• **EXERCISE**:
Return the lines below that contain "MetaData".

Items from a dataset

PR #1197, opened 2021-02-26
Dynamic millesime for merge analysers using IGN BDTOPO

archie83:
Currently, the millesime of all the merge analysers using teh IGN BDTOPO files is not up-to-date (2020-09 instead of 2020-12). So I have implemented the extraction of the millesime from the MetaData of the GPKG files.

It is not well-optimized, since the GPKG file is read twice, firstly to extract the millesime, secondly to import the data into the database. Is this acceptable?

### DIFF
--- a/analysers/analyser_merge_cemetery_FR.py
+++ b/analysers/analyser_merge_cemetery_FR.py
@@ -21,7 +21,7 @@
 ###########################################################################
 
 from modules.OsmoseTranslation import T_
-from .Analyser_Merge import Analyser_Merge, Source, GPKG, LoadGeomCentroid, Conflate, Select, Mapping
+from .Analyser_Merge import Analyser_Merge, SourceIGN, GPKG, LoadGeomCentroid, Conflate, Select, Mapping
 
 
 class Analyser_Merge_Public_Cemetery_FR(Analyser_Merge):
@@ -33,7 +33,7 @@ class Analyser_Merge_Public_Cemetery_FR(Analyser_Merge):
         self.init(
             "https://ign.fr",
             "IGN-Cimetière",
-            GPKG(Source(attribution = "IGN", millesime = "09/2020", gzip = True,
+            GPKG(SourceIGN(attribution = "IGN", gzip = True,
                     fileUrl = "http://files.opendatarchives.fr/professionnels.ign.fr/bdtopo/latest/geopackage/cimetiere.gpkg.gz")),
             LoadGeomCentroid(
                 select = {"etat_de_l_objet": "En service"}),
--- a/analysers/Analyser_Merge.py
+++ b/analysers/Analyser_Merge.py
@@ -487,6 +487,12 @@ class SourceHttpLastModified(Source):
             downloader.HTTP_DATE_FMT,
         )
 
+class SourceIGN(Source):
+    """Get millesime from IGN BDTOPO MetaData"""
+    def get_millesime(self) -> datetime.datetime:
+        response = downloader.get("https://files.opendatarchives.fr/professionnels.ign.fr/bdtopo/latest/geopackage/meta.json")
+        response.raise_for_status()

• **EXERCISE RESPONSE**:
Currently, the millesime of all the merge analysers using teh IGN BDTOPO files is not up-to-date (2020-09 instead of 2020-12). So I have implemented the extraction of the millesime from the MetaData of the GPKG files.
+    """Get millesime from IGN BDTOPO MetaData"""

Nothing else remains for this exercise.